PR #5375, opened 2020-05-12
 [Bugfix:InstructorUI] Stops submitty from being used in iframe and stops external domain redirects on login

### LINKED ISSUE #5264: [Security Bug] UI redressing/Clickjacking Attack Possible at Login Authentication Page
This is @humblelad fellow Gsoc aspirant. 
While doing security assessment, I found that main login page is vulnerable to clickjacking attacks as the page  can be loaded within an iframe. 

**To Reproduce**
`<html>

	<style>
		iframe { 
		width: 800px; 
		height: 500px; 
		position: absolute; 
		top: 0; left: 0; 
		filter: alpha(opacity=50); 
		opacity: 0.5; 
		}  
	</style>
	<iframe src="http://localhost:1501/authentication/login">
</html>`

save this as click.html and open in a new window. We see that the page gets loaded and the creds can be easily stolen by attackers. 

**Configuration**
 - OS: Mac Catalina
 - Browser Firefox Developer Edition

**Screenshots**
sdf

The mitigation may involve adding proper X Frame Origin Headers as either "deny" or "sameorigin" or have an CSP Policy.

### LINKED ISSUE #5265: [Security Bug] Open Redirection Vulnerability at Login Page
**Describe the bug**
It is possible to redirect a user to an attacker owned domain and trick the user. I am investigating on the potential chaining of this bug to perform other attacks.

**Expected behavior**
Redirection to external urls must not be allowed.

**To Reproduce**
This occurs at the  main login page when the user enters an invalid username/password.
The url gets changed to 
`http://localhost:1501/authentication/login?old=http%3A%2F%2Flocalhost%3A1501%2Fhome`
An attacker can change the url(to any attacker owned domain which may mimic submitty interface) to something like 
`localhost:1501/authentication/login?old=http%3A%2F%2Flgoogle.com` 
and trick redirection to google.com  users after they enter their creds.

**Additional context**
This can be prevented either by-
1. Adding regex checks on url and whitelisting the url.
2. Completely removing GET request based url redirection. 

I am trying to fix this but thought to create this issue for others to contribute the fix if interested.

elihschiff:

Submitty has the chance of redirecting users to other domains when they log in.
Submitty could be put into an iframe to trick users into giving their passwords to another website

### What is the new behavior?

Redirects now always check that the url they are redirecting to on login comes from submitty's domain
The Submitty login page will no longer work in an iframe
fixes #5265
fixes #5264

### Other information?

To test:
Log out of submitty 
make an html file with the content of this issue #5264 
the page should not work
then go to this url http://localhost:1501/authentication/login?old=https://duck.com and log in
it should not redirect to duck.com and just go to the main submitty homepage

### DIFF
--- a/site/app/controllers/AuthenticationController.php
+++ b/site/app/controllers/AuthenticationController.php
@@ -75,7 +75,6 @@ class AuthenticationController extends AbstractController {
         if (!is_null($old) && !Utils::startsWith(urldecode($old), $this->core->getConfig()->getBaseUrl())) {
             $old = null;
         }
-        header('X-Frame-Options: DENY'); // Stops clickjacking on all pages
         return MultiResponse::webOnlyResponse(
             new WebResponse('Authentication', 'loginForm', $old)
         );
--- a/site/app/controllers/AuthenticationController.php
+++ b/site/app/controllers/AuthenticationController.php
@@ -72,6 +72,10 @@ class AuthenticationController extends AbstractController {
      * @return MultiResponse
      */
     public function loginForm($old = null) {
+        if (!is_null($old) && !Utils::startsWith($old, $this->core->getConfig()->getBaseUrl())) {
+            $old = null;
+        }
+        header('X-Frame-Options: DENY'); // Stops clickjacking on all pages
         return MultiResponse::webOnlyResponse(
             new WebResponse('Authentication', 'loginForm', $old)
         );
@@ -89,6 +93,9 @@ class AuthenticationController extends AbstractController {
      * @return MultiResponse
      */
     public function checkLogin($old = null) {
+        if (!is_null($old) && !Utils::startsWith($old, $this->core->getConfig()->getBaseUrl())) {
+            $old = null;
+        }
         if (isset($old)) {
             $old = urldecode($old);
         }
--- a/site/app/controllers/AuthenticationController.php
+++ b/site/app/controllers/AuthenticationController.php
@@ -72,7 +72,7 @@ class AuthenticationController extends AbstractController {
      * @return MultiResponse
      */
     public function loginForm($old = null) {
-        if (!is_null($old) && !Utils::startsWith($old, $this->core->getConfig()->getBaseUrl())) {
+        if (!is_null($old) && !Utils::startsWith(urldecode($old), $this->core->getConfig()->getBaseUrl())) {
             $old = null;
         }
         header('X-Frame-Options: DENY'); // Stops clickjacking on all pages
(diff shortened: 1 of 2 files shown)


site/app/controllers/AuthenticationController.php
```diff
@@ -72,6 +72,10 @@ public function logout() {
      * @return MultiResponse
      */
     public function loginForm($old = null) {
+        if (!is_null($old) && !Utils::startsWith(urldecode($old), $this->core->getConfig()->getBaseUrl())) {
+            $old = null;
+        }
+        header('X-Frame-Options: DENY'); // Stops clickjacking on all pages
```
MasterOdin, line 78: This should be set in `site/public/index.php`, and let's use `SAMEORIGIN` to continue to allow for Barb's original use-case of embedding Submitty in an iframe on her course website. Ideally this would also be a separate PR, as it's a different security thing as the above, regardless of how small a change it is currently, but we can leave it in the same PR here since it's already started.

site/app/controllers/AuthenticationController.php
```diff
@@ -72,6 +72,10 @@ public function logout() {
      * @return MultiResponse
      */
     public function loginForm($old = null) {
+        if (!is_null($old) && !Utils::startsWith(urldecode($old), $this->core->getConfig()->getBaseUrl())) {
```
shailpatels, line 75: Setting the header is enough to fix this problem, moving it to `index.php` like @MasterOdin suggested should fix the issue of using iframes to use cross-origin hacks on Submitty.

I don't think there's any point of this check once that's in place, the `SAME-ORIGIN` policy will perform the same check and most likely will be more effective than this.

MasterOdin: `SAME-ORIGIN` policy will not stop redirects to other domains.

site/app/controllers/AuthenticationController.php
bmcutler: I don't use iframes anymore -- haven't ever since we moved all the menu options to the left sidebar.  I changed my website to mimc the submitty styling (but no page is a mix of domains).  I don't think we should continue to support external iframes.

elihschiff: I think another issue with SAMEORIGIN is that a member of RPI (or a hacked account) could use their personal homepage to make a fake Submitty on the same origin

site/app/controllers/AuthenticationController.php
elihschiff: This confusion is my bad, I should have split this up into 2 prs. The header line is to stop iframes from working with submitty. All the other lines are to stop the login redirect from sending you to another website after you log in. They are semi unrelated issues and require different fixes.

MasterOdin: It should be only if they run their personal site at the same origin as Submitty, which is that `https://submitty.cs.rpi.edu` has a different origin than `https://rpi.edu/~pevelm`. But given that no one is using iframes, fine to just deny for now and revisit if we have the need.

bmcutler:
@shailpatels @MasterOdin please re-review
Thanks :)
▬▬▬▬▬▬▬▬▬▬
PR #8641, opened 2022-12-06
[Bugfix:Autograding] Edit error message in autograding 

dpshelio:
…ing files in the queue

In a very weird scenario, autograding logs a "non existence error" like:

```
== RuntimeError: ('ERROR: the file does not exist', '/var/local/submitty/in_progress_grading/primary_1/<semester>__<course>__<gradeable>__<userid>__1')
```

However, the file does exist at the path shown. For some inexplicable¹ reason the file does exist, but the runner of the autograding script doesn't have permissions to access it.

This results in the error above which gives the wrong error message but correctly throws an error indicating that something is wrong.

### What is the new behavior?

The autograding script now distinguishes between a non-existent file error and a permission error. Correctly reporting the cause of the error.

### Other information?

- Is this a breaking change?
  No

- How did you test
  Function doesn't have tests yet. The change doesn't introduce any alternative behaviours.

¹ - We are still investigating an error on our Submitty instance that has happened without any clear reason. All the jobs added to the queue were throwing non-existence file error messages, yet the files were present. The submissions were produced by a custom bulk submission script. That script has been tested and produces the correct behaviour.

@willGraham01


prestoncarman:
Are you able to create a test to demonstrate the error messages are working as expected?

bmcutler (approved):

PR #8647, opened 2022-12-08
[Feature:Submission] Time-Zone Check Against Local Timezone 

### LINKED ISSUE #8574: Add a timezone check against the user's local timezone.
▬▬▬▬▬▬▬▬▬▬
* What the task asks:
Search the records above for the string "Bugfix". Copy every line that contains it.

* Solution for this problem:
 [Bugfix:InstructorUI] Stops submitty from being used in iframe and stops external domain redirects on login
[Bugfix:Autograding] Edit error message in autograding 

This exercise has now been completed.